I also ordered the Hogue Rubber Grip w/Finger Grooves for it. I wasn't happy about the site issues with my new SIG but am very excited to get my P226 back after all the above work is done.


----------



## denner (Jun 3, 2011)

Nice, I betcha that trigger is gonna be sweet. Sigs are known for their great triggers right out of the box.


----------



## chessail77 (Mar 15, 2011)

Great price and you should be a very happy camper when you get it back......JJ


----------



## padom (Aug 23, 2012)

I hear you, I love the "stock" trigger on my SP2022.  I was only sending the P226 to SIG Custom shop to get Night Sites put on but couldn't turn down the other work once she told me about the special running this week. I only paid $600 OTD for the gun so I said what the hell and told them to do the work.

The only thing I'm hung up on right now is getting a SRT (Short Reset Trigger). I hear once you use one you are in love but don't know if I want to spend any more money on this gun but will get 30% off the price of $99.99 if I get it done now. I just emailed me SIG rep to see if they will give me any special pricing on the SRT upgrade since they are doing all the other work already.

Thoughts?? Is the SRT a must have?


----------



## padom (Aug 23, 2012)

Well SIG gave me a deal of $63.95 for the Short Reset Trigger so I added that as well.

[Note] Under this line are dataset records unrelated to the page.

PR #21, opened 2022-08-21
Generate messages supporting macro workflow and tooling workflow

ssnover:
I'm so sorry for the size of this.

Currently all of the source compiles, but one example is broken and I want to get some input from you @Carter12s on how best to proceed on that. There weren't any other service files at the time and the pattern used in the `calling_service` example looks highly irregular in how it defines its own source.

Seems like maybe the examples should be done like in [`tonic`](https://github.com/hyperium/tonic/tree/master/examples) where they're not typical examples since setting one up is a little more involved; requiring a rosbridge and multiple processes.

Messages can be generated into a file with the binary defined in `roslibrust_test` by running `cargo run --bin roslibrust_test > output_lib.rs`. This also demonstrates using the function to generate code.

The macro can be used by invoking it with no arguments, or with a comma-separated list of paths, as seen under `roslibrust_test/src/lib.rs`.

This MR introduces a few new crates to the workspace. The one containing the proc-macro is necessary due to how proc-macros work. The others add deployment overhead, but make it more convenient for the user of the `roslibrust` crate since they'll be compiling less code if they're not regenerating messages all of the time.

A possible improvement to discuss is wrapping all of the generated structs in modules to reflect the package they came from. If you generated in lib.rs in a package called `ros_msgs` like this:
```rust
use roslibrust_codegen_macro::find_and_generate_ros_messages;
find_and_generate_ros_messages!();
```
You currently access them as a client like `ros_msgs::Float64`. If the package's module name was introduced, it would be `ros_msgs::std_msgs::Float64` in which case you could do `use ros_msgs::*` at the top and all accesses would look just like C++.


roslibrust_codegen/Cargo.toml
```diff
@@ -0,0 +1,11 @@
+[package]
```
Carter12s, line 1: Since this will be published as a separate crate, needs LICENSE, README.md, extra fields under package

roslibrust/Cargo.toml
```diff
@@ -31,6 +31,7 @@ thiserror = "1.0.31"
 [dev-dependencies]
 # Used for logging in examples
 simple_logger = "2.1.0"
+roslibrust_test = { path = "../roslibrust_test" }
```
Carter12s, line 34: [nit]

I'm starting to be a really big fan of adding comments to Cargo.toml to explain why dependencies exist.
Would generally like a comment here like "contains test message definitions for use in examples and integration tests"

roslibrust_codegen/src/lib.rs
```diff
@@ -0,0 +1,230 @@
+use proc_macro2::TokenStream;
+use quote::{format_ident, quote};
+use roslibrust_rospack as rospack;
```
Carter12s, line 3: I'm a little leery of using the rospack name given that rospack does a bunch of things we don't do, and I don't want to imply that were publishing a crate that will eventually support all rospack functionality.

Maybe this is okay, but gut reaction was roslibrust_util could be a better name...

Also I'm starting to look ahead to what ros2 support will look like and not sure if we would need a ros1pack vs ros2pack...

roslibrust_codegen/src/lib.rs
```diff
@@ -0,0 +1,230 @@
...
+pub fn find_and_generate_ros_messages(additional_search_paths: Vec<PathBuf>) -> TokenStream {
+    let mut search_paths = rospack::get_search_paths();
+    search_paths.extend(additional_search_paths.into_iter());
+    let mut packages = rospack::crawl(search_paths);
+    packages.dedup_by(|a, b| a.name == b.name);
+    let mut message_files = packages
+        .iter()
+        .map(|pkg| {
+            rospack::get_message_files(pkg)
+                .unwrap()
```
Carter12s, line 21: Should be an expect with a more clear error message "Failed to get message files for pkg XXX due to XXX"

roslibrust_codegen/src/lib.rs
```diff
@@ -0,0 +1,230 @@
...
+                .into_iter()
+                .map(|path| (pkg.name.clone(), path))
+        })
+        .flatten()
+        .collect::<Vec<_>>();
+    let service_files = packages
+        .iter()
+        .map(|pkg| {
+            rospack::get_service_files(pkg)
+                .unwrap()
```
Carter12s, line 31: Should be an expect with a more clear error message

roslibrust_codegen/src/lib.rs
```diff
@@ -0,0 +1,230 @@
...
+    {
+        if seen_count > MAX_PARSE_ITER_LIMIT {
+            parsed.fields.iter().for_each(|field| {
+                if ROS_TYPE_TO_RUST_TYPE_MAP.contains_key(field.field_type.field_type.as_str()) {
+                    println!("RESOLVED PRIMITIVE: {}", field.field_type.field_type);
+                } else if message_map.contains_key(&field.field_type.field_type) {
+                    println!("RESOLVED MSG: {}", field.field_type.field_type);
+                } else {
+                    println!("UNRESOLVED: {}", field.field_type.field_type);
+                }
```
Carter12s, line 119: eprintln! ?

Probably want a "MAX_PARSE_ITER_LIMIT Exceeded, likely circular dependency message?"

roslibrust_codegen_macro/Cargo.toml
```diff
@@ -0,0 +1,15 @@
+[package]
```
Carter12s, line 1: LICENSE, README, extra fields here

roslibrust_rospack/Cargo.toml
```diff
@@ -0,0 +1,11 @@
+[package]
```
Carter12s, line 1: README, LICENSE, extra fields

roslibrust/Cargo.toml
```diff
@@ -31,6 +31,7 @@ thiserror = "1.0.31"
 [dev-dependencies]
```
Carter12s, line 31: Can we change edition to 2021 above here, so we have consistency across workspace

roslibrust_rospack/src/lib.rs
```diff
@@ -0,0 +1,147 @@
...
+        eprintln!("No ROS_PACKAGE_PATH defined.");
+        vec![]
+    }
+}
+
+pub fn crawl(search_paths: Vec<PathBuf>) -> Vec<Package> {
+    let mut packages = vec![];
+
+    for path in search_paths {
+        if let Ok(found_packages) = packages_from_path(path, 1000) {
```
Carter12s, line 38: Named constant?

roslibrust_rospack/src/lib.rs
```diff
@@ -0,0 +1,147 @@
...
+            }
+        }
+    } else {
+        eprintln!("{} is not a directory", path.to_string_lossy())
+    }
+
+    Ok(found_packages)
+}
+
+fn is_metapackage(package_xml_path: &Path) -> io::Result<bool> {
```
Carter12s, line 100: Is there a test for this? Not super familiar with these but seems slightly wonky that we would need to recognize

roslibrust_rospack/test_package/package.xml
```diff
@@ -0,0 +1,21 @@
+<package>
+  <name>test_msgs</name>
+  <version>0.1.0</version>
+  <description>
+    This is a test package with message definitions.
+  </description>
+  <maintainer email="ssnover95@gmail.com">ssnover</maintainer>
+  <license>None</license>
```
Carter12s, line 8: MIT

roslibrust_test/src/lib.rs
```diff
@@ -0,0 +1,3 @@
+use roslibrust_codegen_macro::find_and_generate_ros_messages;
+
+find_and_generate_ros_messages!("..");
```
Carter12s, line 3: I'm curious about how often this gets evaluated / if we prefer to have a static version here.

roslibrust_test/src/main.rs
```diff
@@ -0,0 +1,34 @@
+use std::borrow::Cow;
+use std::io::Write;
+use std::process::{Command, Stdio};
+
+fn main() {
+    let tokens = roslibrust_codegen::find_and_generate_ros_messages(vec!["..".into()]);
+    let source = format_rust_source(tokens.to_string().as_str()).to_string();
+    println!("{}", source);
+}
```
Carter12s, line 9: Should this just be a test instead of main?

roslibrust_codegen/src/lib.rs
ssnover: I don't think we necessarily need to support everything that `rospack` currently does. But `rospack` does a lot of things that will be useful and using via shelling out or binding the C++ library will be a huge nuisance. If I was using `roslibrust` and needed to do something that `rospack` does, naming it explicitly that seems like it'd help me find it.

On the other hand, it is a little awkward if we define some functions that aren't done by `rospack`. Not sure where I fall on it.

roslibrust_codegen/src/lib.rs
ssnover: Ah I actually intended to take this out. There's a message directly below for that.

roslibrust_rospack/src/lib.rs
ssnover: I believe I added this because it broke my initial implementation, but I can't actually find any examples that would cause that (and the spec for metapackages seems to indicate they shouldn't). I'll remove all the metapackage stuff.

roslibrust_test/src/lib.rs
ssnover: Hmm good point that I hadn't considered. There's not really any way for `cargo` to know this crate has dependencies on the message files and should re-compile the crate if one of those message files changes. This is a possible footgun. I'm not sure if that warrants taking it out or if it should just get a lot of explicit documentation around when it will/won't recompile.

roslibrust_test/src/main.rs
ssnover: This package should probably be renamed. My intention is that this is an internal tool, not published to crates.io which can be used to generate code for the `local_msgs` in this repo. So the lib will maintain the generated code and this bin will act as both a generator and documentation on how to write one. Does that make sense?

roslibrust_rospack/test_package/package.xml
ssnover: Eh, it's a test package, but sure.

ssnover:
Funny thing popped up in the example I was fixing which leads me to think we'll need to do the modules inside of the macro. A ROS message `Path.msg` was generated and then caused a multiple definition error because the file invoking the generation macro had `use std::path::Path;` above it. The error was pretty annoying to find with the macro-generated code.

ssnover:
Funny thing popped up in the example I was fixing which leads me to think we'll need to do the modules inside of the macro. A ROS message `Path.msg` was generated and then caused a multiple definition error because the file invoking the generation macro had `use std::path::Path;` above it. The error was pretty annoying to find with the macro-generated code so I went ahead and did it.

Very annoying complications emerged:
* Referring to types defined in the same module requires `self::` prefix.
* Referring to types defined in other modules in the same file requires `use super::pkg_name;`
* Difficult to track package dependencies, so I opted for `#[allow(unused_imports)]`

roslibrust_codegen/src/lib.rs
Carter12s: Good enough for now!

roslibrust_test/src/lib.rs
```diff
@@ -0,0 +1,1885 @@
+#[allow(unused_imports)]
```
Carter12s, line 1: fmt... I think I'll try to tackle that as a way to test these changes out.

Carter12s: Okay so I did some digging and I hate things...

I personally have some major style gripes with this:

1. There aren't empty lines between blocks
2. the ":: serde :: Deserialize" feels like it should really be "::sered::Deserialize"

However neither of these appears fixable with a .rustfmt file so I'm going to have to live with it. I am at least adding a lint check to CI cause we don't have one.

Carter12s:
So slightly interesting / odd behavior for testing. I'm compiling on a system without ROS_PACKAGE_PATH defined.

```
$ cargo test
No ROS_PACKAGE_PATH defined.
No ROS_PACKAGE_PATH defined.
No ROS_PACKAGE_PATH defined.
    Finished test [unoptimized + debuginfo] target(s) in 0.03s
     Running unittests (/home/carter/open_source/roslibrust/target/debug/deps/roslibrust-285f99fbff3bc59e)

running 1 test
test util::tests::get_installed_msgs_test ... ok

test result: ok. 1 passed; 0 failed; 0 ignored; 0 measured; 0 filtered out; finished in 0.00s

   Doc-tests roslibrust

running 0 tests

test result: ok. 0 passed; 0 failed; 0 ignored; 0 measured; 0 filtered out; finished in 0.00s
```

The eprintln!() for No ROS_PACKAGE_PATH defined is printing every time (and it also prints it in CI)... We may want to turn that into a warn!() call, but I'm not 100% sure about that... Current behavior feels wrong...

Carter12s:
Will also say that at this point I'm pretty happy to merge this MR and deal with follow up in other isseues. Actually I'm just going to do that.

Dropped my P226 off at Fedex this afternoon with Overnight Air shipping to SIG. Hope I have it back by the end of next week as my birthday is next Wednesday. This is an early present to myself! With my wife's blessing of course. haha


----------



## FNISHR (Aug 9, 2011)

That will be a fine pistol and you'll love it. My own P226 is off at CCR for a bit of refreshing now, and I'm really looking forward to getting it back.


----------



## hud35500 (May 8, 2010)

Congrats on a fine puchase. Sorry to hear about your troubles, but Sig does stand behind their products. Check out the E2 conversion. I've been through all kinds of grips, but I love my 226 with the E2 installed. It's still a classic, but with a 21st century touch. Absolute perfection, I think.


----------



## padom (Aug 23, 2012)

Well its been a long wait (3.5 weeks) but my P226 is being delivered to me today from SIG Custom shop.

Can't wait to get to the range and test it out. Will try to get there today or tomorrow and post back my feedback/thoughts.

Sent from my Sprint HTC EVO 4G


----------



## padom (Aug 23, 2012)

Sig tested the gun with Blazer brass 180g FMJ after completing all the work and included the target they used at 15 yards in the box (see below). I went to the range today and shot 100 rounds of Federal 180g FMJ at 15 yards and 25 yards. Im not the best shot but damn this gun is accurate and smooth and gotta love the short reset trigger for accurate, quick follow up shots. I am very pleased with the work SIG custom shop performed and would do it again. Im currently in the market for a SIG P239 and will send that to SIG custom shop as well for the action enhancement package and SRT.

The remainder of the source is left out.